In this lab, you will build an ngram model from the corpus of your choosing. The example is with 'The Great Gatsby' from Project Gutenberg, but there's a code block for any text file on your computer  


#### Notes
This lab is based heavily on the [nltk documentation](https://www.nltk.org/api/nltk.lm.html)

In [351]:
import numpy as np
import re

import nltk
# if you haven't downloaded punkt before, you only need to run the line below once 
#nltk.download('punkt')
from nltk import word_tokenize
from nltk import sent_tokenize

from nltk.util import bigrams
from nltk.lm.preprocessing import padded_everygram_pipeline

import requests

# Part 1
An example of how ngrams are generated

In [352]:
# you will need to leverage the requests package
r = requests.get(r'https://www.gutenberg.org/cache/epub/36/pg36.txt')
war_ot_worlds = r.text

# first, remove unwanted new line and tab characters from the text
for char in ["\n", "\r", "\d", "\t"]:
    war_ot_worlds = war_ot_worlds.replace(char, " ")

# check
print(war_ot_worlds[:100])

﻿The Project Gutenberg eBook of The War of the Worlds        This ebook is for the use of anyone any


In [353]:
# remove the metadata at the beginning - this is slightly different for each book
war_ot_worlds = war_ot_worlds[1928:]
print(war_ot_worlds[:150])

BOOK ONE  THE COMING OF THE MARTIANS          I.  THE EVE OF THE WAR.      No one would have believed in the last years of the nineteenth century  tha


In [354]:
print(len(war_ot_worlds))

361520


In [355]:
# also need to remove the legalese from the end of the book

print(war_ot_worlds[342639:])

                                  *** END OF THE PROJECT GUTENBERG EBOOK THE WAR OF THE WORLDS ***                      Updated editions will replace the previous one—the old editions will  be renamed.    Creating the works from print editions not protected by U.S. copyright  law means that no one owns a United States copyright in these works,  so the Foundation (and you!) can copy and distribute it in the United  States without permission and without paying copyright  royalties. Special rules, set forth in the General Terms of Use part  of this license, apply to copying and distributing Project  Gutenberg™ electronic works to protect the PROJECT GUTENBERG™  concept and trademark. Project Gutenberg is a registered trademark,  and may not be used if you charge for an eBook, except by following  the terms of the trademark license, including paying royalties for use  of the Project Gutenberg trademark. If you do not charge anything for  copies of this eBook, complying with the trademark l

In [356]:
war_ot_worlds = war_ot_worlds[:342639]

In [357]:
print(war_ot_worlds[342615:])

nted me, among the dead.


#### Txt locally
If you'd rather use a file on your computer, here's the code -- you just need to save the text file in your local directory, and change the variables throughout. 

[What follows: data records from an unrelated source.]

PR #109, opened 2021-01-15
List-watches secret via namespaced informer to tighten rbac scope

yue9944882:
before this pull, spoke agent will do cluster-scoped list-watching agaisnt secret resource which requires cluster-scoped RBAC permission. this can infeasible in a larger cluster shared by multiple tenants. this pull tightens rbac permission by list-watching secrets w/i the target namespace..

### DIFF
--- a/pkg/spoke/spokeagent.go
+++ b/pkg/spoke/spokeagent.go
@@ -104,6 +104,7 @@ func (o *SpokeAgentOptions) RunSpokeAgent(ctx context.Context, controllerContext
 
 	// create shared informer factory for spoke cluster
 	spokeKubeInformerFactory := informers.NewSharedInformerFactory(spokeKubeClient, 10*time.Minute)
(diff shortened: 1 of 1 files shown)


qiujian16 (commented):
/approve
/lgtm

pkg/spoke/spokeagent.go
```diff
@@ -172,6 +173,7 @@ func (o *SpokeAgentOptions) RunSpokeAgent(ctx context.Context, controllerContext
 
 		go bootstrapInformerFactory.Start(bootstrapCtx.Done())
 		go spokeKubeInformerFactory.Start(bootstrapCtx.Done())
+		go namespacedSpokeKubeInformerFactory.Start(bootstrapCtx.Done())
```
qiujian16, line 175: i think we need to restart the  namespacedSpokeKubeInformerFactory at line-278,  And we do not need to start spokeKubeInformerFactory during bootstrap. The spokeKubeInformerFactory will be started after bootstrap to retrieve nodes. So line-175 can also be removed.

yue9944882: thanks for the clue, updated

qiujian16 (commented):
/lgtm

The example is a report from the [Congressional Research Service](https://www.everycrsreport.com/files/2020-11-10_R45178_62d6238caecf6c02ddf495be33b3439f09eed744.pdf) on AI and National Security.

In [358]:
# this is simplified for demonstration
def sample_clean_text(text: str):
    # lowercase
    text = text.lower()
    
    # remove punctuation from text
    text = re.sub(r"[^\w\s]", "", text)
    
    # tokenize the text
    tokens = nltk.word_tokenize(text)
    
    # return your tokens
    return tokens

# call the function
sample_tokens = sample_clean_text(text = war_ot_worlds)

# check
print(sample_tokens[:50])

['book', 'one', 'the', 'coming', 'of', 'the', 'martians', 'i', 'the', 'eve', 'of', 'the', 'war', 'no', 'one', 'would', 'have', 'believed', 'in', 'the', 'last', 'years', 'of', 'the', 'nineteenth', 'century', 'that', 'this', 'world', 'was', 'being', 'watched', 'keenly', 'and', 'closely', 'by', 'intelligences', 'greater', 'than', 'mans', 'and', 'yet', 'as', 'mortal', 'as', 'his', 'own', 'that', 'as', 'men']


In [359]:
# create bigrams from the sample tokens
my_bigrams = bigrams(sample_tokens)

# check
list(my_bigrams)[:15]

[('book', 'one'),
 ('one', 'the'),
 ('the', 'coming'),
 ('coming', 'of'),
 ('of', 'the'),
 ('the', 'martians'),
 ('martians', 'i'),
 ('i', 'the'),
 ('the', 'eve'),
 ('eve', 'of'),
 ('of', 'the'),
 ('the', 'war'),
 ('war', 'no'),
 ('no', 'one'),
 ('one', 'would')]

# Part 2 - creating an ngram model


In [360]:
# 2 is for bigrams
n = 2
#specify the text you want to use
text = war_ot_worlds

Now we are going to use an NLTK shortcut for preprocessing. This will:
* pad all of the sentences with `<s>` and `</s>` to train on sentence boundaries, too.
* create both unigrams and bigrams
* create a training set and a full vocab to train on

We need to give it a pre-tokenized text (we'll use nltk's tokenizer)

In [361]:
# step 1: tokenize the text into sentences
sentences = nltk.sent_tokenize(text)

# step 2: tokenize each sentence into words
tokenized_sentences = [nltk.word_tokenize(sent) for sent in sentences]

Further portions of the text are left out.